The commissioner also forced NYLCare Health Plan of the MidAtlantic to hire a compliance officer to ensure that the "downcoding" of legitimate claims doesn't happen again.
The government action, announced late last month, is a twist on the usual issue involving coding of provider claims for reimbursement of services.
Government enforcers primarily investigate "upcoding," whereby providers are accused of billing Medicare or private insurers for a higher intensity of care than is merited.
In the Maryland case, the insurance administration investigated a physician's complaints that 45 individual claims had been downcoded to a lesser intensity of services. For example, a claim was reduced to a routine office visit when additional activities took place or more than the usual time was spent with a patient.
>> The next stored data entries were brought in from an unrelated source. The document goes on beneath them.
PR #184, opened 2017-12-02
docstrings: a bit more mine_block info

carver:
### What was wrong?

Type info about the keyword args to `mine_block` was not apparent in the low-level api docs.

### How was it fixed?

Adding the docstrings with parameter type info, to autopopulate the low-level api docs on RTD.

#### Cute Animal Picture

### DIFF
--- a/evm/vm/forks/frontier/blocks.py
+++ b/evm/vm/forks/frontier/blocks.py
@@ -288,16 +288,16 @@ class FrontierBlock(BaseBlock):
 
     def mine(self, **kwargs):
         """
-        - `coinbase`
-        - `uncles_hash`
-        - `state_root`
-        - `transaction_root`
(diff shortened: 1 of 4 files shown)


evm/vm/forks/frontier/blocks.py
```diff
@@ -288,16 +288,16 @@ def add_uncle(self, uncle):
...
-        - `uncles_hash`
-        - `state_root`
-        - `transaction_root`
-        - `receipt_root`
-        - `bloom`
-        - `gas_used`
-        - `extra_data`
-        - `mix_hash`
-        - `nonce`
+        :param bytes coinbase: 20-byte public address to receive block reward
```
pipermerriam: 👍  lets do this everywhere.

NYLCare officials said the claims were downcoded because of insufficient supporting information for the higher reimbursements. But investigators found that all 45 claims were backed by properly submitted documentation, the administration said.
NYLCare waived its right to a hearing and agreed to terms of a consent order in which it resolved to end "arbitrary and capricious" downcoding.
Along with providing a compliance plan and hiring a compliance officer, the insurer agreed to submit a written report by July 1 and every three months for the next year summarizing the officer's activities to increase compliance with all state laws and regulations. It was the first time the state insurance administration has directed an HMO to hire a compliance officer, a spokeswoman said.
NYLCare has had other scrapes with Insurance Commissioner Steven Larsen in the past two years. The plan was fined $127,000 in March 1998 for using unlicensed agents, failing to track and pay interest due on claims and using forms that had not been approved by the insurance administration.
Two months later, the administration ordered the insurer to pay $250,000 in medical expenses it had denied. And in January, the insurance administration fined NYLCare $40,000 for failing to comply with a 1997 Maryland law that requires HMOs and insurers to authorize 90-day supplies of maintenance drugs.
Hartford, Conn.-based Aetna U.S. Healthcare acquired NYLCare of the MidAtlantic's parent, New York-based NYLCare Health Plans, in July 1998 for $1.05 billion. In imposing the fine, Larsen applauded Aetna's cooperation. He will allow half the fine to be suspended if the insurer complies with the consent order during the 12-month term.